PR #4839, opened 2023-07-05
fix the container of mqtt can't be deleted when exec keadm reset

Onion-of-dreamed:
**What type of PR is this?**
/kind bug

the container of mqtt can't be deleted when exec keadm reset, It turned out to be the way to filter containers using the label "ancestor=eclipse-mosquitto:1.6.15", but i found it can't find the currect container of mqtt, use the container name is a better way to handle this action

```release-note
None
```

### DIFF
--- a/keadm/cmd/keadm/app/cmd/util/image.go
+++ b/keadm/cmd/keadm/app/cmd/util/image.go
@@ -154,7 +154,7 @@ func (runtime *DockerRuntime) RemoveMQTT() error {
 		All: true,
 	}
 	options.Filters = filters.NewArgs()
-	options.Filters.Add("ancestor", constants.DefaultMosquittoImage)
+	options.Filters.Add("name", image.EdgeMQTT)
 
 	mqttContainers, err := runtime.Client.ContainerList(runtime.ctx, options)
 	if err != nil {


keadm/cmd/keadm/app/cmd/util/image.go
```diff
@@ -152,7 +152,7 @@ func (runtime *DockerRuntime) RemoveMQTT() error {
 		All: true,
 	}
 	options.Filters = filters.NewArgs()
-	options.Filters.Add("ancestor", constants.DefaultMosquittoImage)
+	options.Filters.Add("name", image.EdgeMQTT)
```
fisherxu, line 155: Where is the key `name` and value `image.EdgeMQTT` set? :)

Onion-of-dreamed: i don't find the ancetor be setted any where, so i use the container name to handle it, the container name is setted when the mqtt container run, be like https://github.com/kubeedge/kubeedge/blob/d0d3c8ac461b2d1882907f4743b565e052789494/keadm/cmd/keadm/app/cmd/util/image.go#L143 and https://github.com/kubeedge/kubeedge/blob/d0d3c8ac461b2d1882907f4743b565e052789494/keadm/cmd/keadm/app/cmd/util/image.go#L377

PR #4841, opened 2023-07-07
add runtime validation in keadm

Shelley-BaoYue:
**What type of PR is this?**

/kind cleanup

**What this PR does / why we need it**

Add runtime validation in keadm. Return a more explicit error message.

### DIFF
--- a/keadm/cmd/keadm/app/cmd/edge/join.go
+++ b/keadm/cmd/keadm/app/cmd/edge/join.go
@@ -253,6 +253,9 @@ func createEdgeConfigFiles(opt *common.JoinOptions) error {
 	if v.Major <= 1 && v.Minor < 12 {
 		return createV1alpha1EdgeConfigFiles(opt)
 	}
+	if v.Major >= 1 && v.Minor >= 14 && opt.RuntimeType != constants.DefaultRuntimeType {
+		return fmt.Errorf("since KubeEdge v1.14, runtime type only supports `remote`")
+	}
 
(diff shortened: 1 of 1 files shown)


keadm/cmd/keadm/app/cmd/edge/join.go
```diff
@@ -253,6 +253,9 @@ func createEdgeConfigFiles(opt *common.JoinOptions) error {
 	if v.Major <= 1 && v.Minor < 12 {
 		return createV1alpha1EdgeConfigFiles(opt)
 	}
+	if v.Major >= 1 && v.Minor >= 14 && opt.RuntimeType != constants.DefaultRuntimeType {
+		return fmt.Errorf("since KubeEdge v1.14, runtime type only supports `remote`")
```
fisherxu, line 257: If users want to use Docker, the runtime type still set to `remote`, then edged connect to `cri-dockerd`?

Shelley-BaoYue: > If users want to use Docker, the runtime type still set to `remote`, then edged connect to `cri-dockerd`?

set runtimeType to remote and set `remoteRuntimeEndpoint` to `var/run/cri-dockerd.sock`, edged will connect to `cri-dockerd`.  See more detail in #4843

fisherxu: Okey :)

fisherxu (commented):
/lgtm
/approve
==
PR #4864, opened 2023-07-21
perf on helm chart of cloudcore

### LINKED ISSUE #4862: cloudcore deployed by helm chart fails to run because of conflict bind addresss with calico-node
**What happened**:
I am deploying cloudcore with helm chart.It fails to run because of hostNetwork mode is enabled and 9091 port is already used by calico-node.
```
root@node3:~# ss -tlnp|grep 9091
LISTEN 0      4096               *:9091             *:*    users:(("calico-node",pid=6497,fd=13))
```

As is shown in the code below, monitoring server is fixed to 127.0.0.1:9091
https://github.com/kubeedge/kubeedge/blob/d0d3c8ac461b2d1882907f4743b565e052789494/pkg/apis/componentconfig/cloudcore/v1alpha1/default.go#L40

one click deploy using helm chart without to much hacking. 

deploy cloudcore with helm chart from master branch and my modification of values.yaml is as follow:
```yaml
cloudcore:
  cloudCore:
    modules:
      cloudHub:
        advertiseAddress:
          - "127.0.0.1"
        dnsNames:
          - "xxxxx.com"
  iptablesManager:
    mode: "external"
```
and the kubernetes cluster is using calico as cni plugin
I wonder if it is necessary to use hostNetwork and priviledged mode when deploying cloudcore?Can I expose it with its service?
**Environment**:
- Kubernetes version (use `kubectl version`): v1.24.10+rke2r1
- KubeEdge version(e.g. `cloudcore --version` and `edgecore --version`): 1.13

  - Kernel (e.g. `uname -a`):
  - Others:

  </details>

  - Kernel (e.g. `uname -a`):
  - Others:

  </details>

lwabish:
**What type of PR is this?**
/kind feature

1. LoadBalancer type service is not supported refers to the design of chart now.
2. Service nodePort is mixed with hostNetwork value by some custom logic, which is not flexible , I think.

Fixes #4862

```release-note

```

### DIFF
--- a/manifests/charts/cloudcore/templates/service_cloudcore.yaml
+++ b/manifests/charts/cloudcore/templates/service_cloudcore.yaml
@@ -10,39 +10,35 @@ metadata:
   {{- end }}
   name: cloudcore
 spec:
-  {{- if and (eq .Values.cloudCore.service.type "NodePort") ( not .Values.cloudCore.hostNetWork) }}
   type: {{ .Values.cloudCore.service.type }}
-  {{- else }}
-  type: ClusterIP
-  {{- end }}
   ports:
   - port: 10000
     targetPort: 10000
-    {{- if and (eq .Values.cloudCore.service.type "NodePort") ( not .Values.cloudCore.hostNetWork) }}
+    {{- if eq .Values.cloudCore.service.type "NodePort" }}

What you need to do: Work out the number of lines in this listing that include the word "validation". Reply with that number only.

Task response: 2